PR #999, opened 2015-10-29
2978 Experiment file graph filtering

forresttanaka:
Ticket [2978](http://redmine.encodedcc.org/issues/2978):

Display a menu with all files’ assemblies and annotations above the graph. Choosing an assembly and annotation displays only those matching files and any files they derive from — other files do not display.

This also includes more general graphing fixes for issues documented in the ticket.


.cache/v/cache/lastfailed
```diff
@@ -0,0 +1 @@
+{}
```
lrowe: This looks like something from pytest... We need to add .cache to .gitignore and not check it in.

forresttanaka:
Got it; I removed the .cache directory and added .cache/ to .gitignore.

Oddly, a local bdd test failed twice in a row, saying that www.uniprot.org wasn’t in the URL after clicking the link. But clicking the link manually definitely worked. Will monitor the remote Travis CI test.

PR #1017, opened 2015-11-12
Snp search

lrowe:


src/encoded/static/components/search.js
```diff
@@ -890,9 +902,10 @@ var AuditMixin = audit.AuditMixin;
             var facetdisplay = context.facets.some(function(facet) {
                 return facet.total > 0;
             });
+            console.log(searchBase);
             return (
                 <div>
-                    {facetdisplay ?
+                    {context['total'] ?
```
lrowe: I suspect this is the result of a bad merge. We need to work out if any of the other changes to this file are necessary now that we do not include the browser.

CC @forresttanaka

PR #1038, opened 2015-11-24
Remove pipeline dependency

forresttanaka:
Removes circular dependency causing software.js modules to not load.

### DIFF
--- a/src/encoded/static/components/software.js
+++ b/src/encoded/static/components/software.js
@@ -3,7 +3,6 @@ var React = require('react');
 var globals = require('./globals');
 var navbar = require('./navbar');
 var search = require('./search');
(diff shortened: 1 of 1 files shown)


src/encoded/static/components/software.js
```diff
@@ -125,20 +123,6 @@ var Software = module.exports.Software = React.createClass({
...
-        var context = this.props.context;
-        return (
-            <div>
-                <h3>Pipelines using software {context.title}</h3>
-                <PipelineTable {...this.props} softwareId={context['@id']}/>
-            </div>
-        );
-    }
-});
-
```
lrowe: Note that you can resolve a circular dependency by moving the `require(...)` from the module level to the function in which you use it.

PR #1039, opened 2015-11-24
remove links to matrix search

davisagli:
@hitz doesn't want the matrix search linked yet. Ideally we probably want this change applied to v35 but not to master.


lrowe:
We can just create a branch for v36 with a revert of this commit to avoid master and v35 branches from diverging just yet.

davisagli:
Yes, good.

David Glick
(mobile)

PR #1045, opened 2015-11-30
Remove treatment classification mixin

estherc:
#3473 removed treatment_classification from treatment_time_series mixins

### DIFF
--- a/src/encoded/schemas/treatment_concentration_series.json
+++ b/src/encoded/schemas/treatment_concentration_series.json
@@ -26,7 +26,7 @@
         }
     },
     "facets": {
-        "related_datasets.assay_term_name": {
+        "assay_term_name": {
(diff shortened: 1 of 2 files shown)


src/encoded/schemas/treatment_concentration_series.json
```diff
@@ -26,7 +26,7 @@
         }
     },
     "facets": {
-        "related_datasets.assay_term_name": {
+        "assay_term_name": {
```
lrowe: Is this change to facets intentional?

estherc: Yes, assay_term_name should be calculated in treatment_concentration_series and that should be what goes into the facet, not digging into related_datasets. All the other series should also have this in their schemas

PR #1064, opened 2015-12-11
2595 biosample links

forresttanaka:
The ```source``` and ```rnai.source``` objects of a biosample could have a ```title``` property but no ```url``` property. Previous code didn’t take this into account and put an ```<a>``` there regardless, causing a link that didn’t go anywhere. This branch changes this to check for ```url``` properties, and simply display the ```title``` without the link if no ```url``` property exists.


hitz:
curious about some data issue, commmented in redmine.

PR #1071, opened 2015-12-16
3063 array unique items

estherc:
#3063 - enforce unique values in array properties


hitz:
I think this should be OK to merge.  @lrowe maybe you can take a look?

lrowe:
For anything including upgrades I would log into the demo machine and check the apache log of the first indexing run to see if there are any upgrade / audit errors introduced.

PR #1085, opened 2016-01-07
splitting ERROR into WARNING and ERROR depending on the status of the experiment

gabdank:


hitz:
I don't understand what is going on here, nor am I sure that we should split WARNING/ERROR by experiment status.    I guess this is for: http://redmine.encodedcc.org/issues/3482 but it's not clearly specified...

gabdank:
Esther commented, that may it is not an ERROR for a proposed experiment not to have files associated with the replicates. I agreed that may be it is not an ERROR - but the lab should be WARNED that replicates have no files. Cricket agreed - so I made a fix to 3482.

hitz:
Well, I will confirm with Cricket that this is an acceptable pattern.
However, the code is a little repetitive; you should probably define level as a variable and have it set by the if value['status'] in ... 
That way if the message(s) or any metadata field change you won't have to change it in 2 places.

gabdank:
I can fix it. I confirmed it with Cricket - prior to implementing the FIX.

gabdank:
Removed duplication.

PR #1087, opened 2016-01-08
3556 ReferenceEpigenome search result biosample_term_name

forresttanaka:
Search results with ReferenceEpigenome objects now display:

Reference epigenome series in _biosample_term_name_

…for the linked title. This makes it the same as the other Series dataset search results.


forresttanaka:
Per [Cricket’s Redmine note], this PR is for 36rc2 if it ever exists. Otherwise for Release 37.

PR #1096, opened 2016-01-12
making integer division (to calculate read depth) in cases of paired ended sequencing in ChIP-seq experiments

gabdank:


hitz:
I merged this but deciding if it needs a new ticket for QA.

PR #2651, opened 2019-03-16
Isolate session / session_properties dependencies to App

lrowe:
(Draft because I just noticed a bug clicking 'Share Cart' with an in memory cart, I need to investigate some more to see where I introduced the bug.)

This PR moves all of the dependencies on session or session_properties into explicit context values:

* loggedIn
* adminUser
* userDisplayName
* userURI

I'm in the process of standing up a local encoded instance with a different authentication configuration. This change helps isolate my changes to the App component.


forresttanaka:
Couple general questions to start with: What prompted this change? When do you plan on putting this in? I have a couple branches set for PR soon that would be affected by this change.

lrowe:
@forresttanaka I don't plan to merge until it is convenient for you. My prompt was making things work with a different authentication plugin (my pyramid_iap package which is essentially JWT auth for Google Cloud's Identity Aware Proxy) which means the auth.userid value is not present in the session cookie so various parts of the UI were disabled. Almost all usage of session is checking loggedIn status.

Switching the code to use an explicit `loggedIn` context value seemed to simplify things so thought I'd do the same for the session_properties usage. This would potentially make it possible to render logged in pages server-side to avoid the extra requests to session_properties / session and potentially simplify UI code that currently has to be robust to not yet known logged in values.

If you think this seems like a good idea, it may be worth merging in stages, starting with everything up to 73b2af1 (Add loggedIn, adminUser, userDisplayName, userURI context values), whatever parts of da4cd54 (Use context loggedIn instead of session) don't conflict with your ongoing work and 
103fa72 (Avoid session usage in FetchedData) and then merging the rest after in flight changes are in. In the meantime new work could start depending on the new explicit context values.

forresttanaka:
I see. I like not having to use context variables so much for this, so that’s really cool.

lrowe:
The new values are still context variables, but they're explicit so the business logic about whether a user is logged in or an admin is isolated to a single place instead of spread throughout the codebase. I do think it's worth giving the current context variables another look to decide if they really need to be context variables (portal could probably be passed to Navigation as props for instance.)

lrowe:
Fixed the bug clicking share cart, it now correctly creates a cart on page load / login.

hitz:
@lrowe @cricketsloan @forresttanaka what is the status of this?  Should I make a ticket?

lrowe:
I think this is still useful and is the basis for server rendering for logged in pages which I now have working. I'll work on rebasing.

**WHAT TO PRODUCE:** In the entries above, please find the line with "src/encoded/static/components/search.js" and the line with "--- a/src/encoded/static/components/software.js", then write out exactly those two lines and every line between them, and nothing more.

**WRITTEN RESPONSE:**
src/encoded/static/components/search.js
```diff
@@ -890,9 +902,10 @@ var AuditMixin = audit.AuditMixin;
             var facetdisplay = context.facets.some(function(facet) {
                 return facet.total > 0;
             });
+            console.log(searchBase);
             return (
                 <div>
-                    {facetdisplay ?
+                    {context['total'] ?
```
lrowe: I suspect this is the result of a bad merge. We need to work out if any of the other changes to this file are necessary now that we do not include the browser.

CC @forresttanaka

PR #1038, opened 2015-11-24
Remove pipeline dependency

forresttanaka:
Removes circular dependency causing software.js modules to not load.

### DIFF
--- a/src/encoded/static/components/software.js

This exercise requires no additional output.